PR #1084, opened 2023-05-30
PHPLIB-1071: Do not create ECC collection and check wire version for QEv2 

jmikola:
https://jira.mongodb.org/browse/PHPLIB-1071

### DIFF
--- a/tests/SpecTests/FunctionalTestCase.php
+++ b/tests/SpecTests/FunctionalTestCase.php
@@ -16,6 +16,7 @@ use function in_array;
 use function json_encode;
 use function MongoDB\BSON\fromJSON;
 use function MongoDB\BSON\toPHP;
+use function property_exists;
 use function sprintf;
 use function version_compare;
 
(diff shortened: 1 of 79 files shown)


GromNaN (approved):

tests/SpecTests/FunctionalTestCase.php
```diff
@@ -95,6 +96,28 @@ public static function assertDocumentsMatch($expectedDocument, $actualDocument,
...
+    protected static function assertCommandOmittedFields(stdClass $expected, stdClass $actual): void
+    {
+        foreach ($expected as $key => $value) {
+            if ($value === null) {
+                static::assertObjectNotHasAttribute($key, $actual);
+                unset($expected->{$key});
+                continue;
+            }
+
+            if ($value instanceof stdClass && property_exists($actual, $key) && $actual->{$key} instanceof stdClass) {
```
jmikola, line 115: Note: the previous code for this function was:

```php
if ($value instanceof stdClass) {
    static::assertObjectHasAttribute($key, $actual);
    static::assertInstanceOf(stdClass::class, $actual->{$key});
    static::assertCommandOmittedFields($value, $actual->{$key});
}
```

This caused multiple [test failures](https://spruce.mongodb.com/version/64760f3e61837d63d6c75fe6/tasks) in the `getMore.json` test, which asserts that the `getMore` field of the outgoing command matches `{ "$$type": "long" }`. The actual value in that case is an integer, which was problematic for `assertInstanceOf()` above.

Rather than rewrite `assertCommandOmittedFields()` to skip special operations (i.e. keys starting with "$$"), which is only defined in the [CSFLE legacy test format](https://github.com/mongodb/specifications/blob/master/source/client-side-encryption/tests/README.rst#spec-test-format), I opted to just NOP and avoid recursion. This keeps `assertCommandOmittedFields()` focused on it's original purpose of only asserting omitted fields and allows the caller to handle everything else (likely via `assertDocumentsMatch()`).

PR #606, opened 2019-02-04
roi_harness: added zybo support

acomodi:
Fixed also basys3 settings to produce a correct harness for the artix


minitests/roi_harness/runme.tcl
```diff
@@ -433,15 +446,19 @@ if {$fixed_xdc eq ""} {
...
+    set y_right [expr {$Y_DIN_BASE + $Y_OFFSET}]
     for {set i 0} {$i < $DIN_N} {incr i} {
         # needed to force routes away to avoid looping into ROI
         if {[net_bank_left "din[$i]"]} {
             set node "INT_L_X0Y${y_left}/EE2BEG2"
             route_via2 "din_IBUF[$i]" "$node"
             set y_left [expr {$y_left + $PITCH}]
         } else {
-            set node "INT_R_X25Y${y_right}/WW2BEG1"
+            if {$part eq "xc7z010clg400-1"} {
```
litghost: Rather than a part driven if, just make a new env var?

minitests/roi_harness/basys3.sh
```diff
@@ -1,6 +1,8 @@
 # XC7A35T-1CPG236C
 export XRAY_PART=xc7a35tcpg236-1
 export XRAY_PINCFG=BASYS3-SWBUT
+export XRAY_DIN_N_LARGE=17
+export XRAY_DOUT_N_LARGE=17
```
kgugala: why 16? Originally the large target was using 8 ins and 8 outs

litghost: basys harness uses 16 LED, 16 switches, and a UART RX/TX (hence 17)

kgugala: ok, this seems to be correct. We have 16 LEDs/Swiches + UART

minitests/roi_harness/runme.tcl
acomodi: Done. Actually, I have tried to make it the more general as possible by adding more than an env var. I double checked it and it works fine

minitests/roi_harness/arty.sh
```diff
@@ -11,4 +11,10 @@ export XRAY_PIN_04="D13"
 export XRAY_PIN_05="J17"
 export XRAY_PIN_06="U14"
 
+# HCLK Tile
```
litghost: Arty should have some _INT_LR defines?

acomodi: Yep, forgot about that, done

PR #612, opened 2019-02-05
Refactor INT fuzzers.

litghost:
The old tcl loop was actually quiet slow.  Just iterating over all nets and outputting pips outputs more data in less time (~15 min => ~5 min per sample).


litghost:
At -j56:
050 run time 47 min -> 25 mins
057 run time 38 min -> 9 mins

==*==

Work order:
Everything from the first line of the records through the line holding "This caused multiple" is to be transcribed exactly; leave out all other lines.

Result for this task:
PR #1084, opened 2023-05-30
PHPLIB-1071: Do not create ECC collection and check wire version for QEv2 

jmikola:
https://jira.mongodb.org/browse/PHPLIB-1071

### DIFF
--- a/tests/SpecTests/FunctionalTestCase.php
+++ b/tests/SpecTests/FunctionalTestCase.php
@@ -16,6 +16,7 @@ use function in_array;
 use function json_encode;
 use function MongoDB\BSON\fromJSON;
 use function MongoDB\BSON\toPHP;
+use function property_exists;
 use function sprintf;
 use function version_compare;
 
(diff shortened: 1 of 79 files shown)


GromNaN (approved):

tests/SpecTests/FunctionalTestCase.php
```diff
@@ -95,6 +96,28 @@ public static function assertDocumentsMatch($expectedDocument, $actualDocument,
...
+    protected static function assertCommandOmittedFields(stdClass $expected, stdClass $actual): void
+    {
+        foreach ($expected as $key => $value) {
+            if ($value === null) {
+                static::assertObjectNotHasAttribute($key, $actual);
+                unset($expected->{$key});
+                continue;
+            }
+
+            if ($value instanceof stdClass && property_exists($actual, $key) && $actual->{$key} instanceof stdClass) {
```
jmikola, line 115: Note: the previous code for this function was:

```php
if ($value instanceof stdClass) {
    static::assertObjectHasAttribute($key, $actual);
    static::assertInstanceOf(stdClass::class, $actual->{$key});
    static::assertCommandOmittedFields($value, $actual->{$key});
}
```

This caused multiple [test failures](https://spruce.mongodb.com/version/64760f3e61837d63d6c75fe6/tasks) in the `getMore.json` test, which asserts that the `getMore` field of the outgoing command matches `{ "$$type": "long" }`. The actual value in that case is an integer, which was problematic for `assertInstanceOf()` above.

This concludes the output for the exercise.